**Material supplied**

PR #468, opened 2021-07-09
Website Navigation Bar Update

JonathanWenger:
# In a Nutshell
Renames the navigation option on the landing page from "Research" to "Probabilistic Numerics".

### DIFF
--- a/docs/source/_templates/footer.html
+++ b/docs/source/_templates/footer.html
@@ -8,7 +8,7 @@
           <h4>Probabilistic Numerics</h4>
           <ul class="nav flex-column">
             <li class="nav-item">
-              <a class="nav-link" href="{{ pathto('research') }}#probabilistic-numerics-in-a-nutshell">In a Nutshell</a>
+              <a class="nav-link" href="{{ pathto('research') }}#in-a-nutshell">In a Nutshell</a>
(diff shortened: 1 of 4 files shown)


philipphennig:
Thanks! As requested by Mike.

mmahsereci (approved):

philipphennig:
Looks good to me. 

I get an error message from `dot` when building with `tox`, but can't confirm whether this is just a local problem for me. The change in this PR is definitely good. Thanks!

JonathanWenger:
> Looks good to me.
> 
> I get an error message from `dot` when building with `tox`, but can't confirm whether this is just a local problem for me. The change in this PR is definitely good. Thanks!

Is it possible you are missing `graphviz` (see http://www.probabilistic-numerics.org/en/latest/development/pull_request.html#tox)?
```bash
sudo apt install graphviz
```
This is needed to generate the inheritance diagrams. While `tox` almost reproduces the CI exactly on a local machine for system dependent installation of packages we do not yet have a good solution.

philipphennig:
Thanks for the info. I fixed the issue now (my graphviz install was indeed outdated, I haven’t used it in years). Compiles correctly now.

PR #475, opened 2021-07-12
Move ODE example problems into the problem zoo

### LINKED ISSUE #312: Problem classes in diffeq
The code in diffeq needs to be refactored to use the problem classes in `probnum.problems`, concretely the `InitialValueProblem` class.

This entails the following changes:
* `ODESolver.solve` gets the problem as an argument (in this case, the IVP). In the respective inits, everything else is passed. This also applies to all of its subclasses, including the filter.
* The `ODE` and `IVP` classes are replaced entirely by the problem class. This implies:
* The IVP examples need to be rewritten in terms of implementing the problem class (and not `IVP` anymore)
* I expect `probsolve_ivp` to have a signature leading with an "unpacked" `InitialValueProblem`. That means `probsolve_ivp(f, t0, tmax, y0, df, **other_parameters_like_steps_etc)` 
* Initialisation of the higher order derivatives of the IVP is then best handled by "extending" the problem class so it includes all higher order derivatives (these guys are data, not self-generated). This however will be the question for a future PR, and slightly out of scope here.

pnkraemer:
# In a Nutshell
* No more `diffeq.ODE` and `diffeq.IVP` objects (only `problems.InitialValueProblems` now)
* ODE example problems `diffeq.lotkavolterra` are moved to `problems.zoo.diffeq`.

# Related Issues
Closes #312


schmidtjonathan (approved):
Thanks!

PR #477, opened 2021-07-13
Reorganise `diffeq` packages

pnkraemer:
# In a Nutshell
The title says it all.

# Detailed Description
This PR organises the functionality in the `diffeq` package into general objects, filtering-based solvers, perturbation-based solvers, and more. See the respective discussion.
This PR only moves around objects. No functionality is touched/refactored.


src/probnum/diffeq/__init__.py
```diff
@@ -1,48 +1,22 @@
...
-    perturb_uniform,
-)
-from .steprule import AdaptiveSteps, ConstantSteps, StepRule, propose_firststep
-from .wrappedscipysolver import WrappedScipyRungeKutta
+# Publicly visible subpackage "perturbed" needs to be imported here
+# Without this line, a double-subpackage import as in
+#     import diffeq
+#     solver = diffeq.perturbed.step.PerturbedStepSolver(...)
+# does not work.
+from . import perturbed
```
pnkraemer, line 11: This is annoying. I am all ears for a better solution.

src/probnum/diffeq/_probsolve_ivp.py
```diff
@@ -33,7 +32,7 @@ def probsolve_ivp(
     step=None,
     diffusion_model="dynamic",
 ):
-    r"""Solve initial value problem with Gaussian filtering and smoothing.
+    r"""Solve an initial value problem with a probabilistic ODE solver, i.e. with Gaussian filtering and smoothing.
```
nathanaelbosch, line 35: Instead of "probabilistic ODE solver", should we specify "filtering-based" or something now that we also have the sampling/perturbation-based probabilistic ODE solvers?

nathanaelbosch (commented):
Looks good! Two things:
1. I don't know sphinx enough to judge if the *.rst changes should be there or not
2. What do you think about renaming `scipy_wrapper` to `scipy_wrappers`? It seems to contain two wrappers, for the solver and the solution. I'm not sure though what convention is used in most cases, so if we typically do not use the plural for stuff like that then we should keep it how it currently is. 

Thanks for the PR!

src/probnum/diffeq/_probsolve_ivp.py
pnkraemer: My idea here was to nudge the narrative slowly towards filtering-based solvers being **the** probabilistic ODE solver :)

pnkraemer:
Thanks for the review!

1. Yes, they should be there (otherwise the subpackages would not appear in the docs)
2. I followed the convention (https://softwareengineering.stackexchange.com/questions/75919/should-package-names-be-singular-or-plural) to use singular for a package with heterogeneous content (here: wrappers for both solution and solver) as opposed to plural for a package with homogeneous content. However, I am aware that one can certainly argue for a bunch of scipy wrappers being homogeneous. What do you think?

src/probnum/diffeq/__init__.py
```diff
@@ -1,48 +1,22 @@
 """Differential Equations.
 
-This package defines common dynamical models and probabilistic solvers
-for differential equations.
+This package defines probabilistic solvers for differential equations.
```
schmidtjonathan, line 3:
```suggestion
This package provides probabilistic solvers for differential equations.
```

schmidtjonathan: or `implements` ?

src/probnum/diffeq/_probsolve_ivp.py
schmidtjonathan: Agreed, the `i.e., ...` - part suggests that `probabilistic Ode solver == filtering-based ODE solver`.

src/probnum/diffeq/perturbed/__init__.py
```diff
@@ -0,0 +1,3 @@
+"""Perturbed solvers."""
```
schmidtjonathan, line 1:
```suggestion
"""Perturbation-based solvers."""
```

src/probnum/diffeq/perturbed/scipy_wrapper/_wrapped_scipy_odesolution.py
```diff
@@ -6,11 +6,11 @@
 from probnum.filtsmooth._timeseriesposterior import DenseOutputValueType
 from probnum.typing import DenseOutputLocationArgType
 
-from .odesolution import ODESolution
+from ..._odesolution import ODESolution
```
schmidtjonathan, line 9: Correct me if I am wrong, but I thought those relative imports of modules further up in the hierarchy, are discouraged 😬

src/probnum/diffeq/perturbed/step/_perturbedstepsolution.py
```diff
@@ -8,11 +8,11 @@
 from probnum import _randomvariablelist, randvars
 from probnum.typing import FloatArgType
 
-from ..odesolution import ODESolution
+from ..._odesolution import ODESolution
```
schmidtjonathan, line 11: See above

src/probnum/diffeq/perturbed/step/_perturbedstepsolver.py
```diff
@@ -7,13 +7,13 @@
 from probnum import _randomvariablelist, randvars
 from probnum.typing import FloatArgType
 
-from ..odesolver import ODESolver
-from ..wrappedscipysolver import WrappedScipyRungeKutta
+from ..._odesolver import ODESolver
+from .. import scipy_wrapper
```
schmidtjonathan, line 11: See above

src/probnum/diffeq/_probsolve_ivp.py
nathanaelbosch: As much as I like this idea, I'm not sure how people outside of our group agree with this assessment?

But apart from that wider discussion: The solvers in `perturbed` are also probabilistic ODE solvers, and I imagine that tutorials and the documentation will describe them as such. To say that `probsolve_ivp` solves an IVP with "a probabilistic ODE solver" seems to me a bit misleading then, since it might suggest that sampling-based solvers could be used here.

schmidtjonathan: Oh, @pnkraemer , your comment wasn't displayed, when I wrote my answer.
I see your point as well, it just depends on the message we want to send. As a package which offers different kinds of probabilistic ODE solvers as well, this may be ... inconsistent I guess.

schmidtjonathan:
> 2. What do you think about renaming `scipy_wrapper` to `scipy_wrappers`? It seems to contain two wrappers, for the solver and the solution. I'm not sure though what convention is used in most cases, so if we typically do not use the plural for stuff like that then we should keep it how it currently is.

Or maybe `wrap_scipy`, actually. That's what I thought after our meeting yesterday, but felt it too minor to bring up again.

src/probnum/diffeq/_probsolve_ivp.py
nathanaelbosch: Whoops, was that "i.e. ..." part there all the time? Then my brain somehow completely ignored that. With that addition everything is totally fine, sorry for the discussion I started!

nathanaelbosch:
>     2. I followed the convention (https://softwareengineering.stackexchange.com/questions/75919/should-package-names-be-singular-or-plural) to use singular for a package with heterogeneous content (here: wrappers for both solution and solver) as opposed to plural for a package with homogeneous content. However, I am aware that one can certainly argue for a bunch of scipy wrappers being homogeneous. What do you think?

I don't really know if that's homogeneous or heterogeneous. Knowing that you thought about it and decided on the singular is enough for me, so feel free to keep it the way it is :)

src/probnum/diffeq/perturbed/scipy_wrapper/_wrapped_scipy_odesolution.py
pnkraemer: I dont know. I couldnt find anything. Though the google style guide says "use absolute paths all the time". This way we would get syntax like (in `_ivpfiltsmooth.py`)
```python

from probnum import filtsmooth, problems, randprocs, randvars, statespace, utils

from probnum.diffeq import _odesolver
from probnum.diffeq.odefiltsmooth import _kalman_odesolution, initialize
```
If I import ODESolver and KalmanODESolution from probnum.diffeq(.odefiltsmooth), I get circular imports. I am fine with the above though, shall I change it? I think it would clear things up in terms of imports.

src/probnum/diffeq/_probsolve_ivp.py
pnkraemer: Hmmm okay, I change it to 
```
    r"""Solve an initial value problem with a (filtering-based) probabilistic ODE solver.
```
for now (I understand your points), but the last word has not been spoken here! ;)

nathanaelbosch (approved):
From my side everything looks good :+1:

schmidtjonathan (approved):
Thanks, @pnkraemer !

**Problem to solve**
Every line that holds the string "source" must be copied from the records above.

**Exercise result**
--- a/docs/source/_templates/footer.html
+++ b/docs/source/_templates/footer.html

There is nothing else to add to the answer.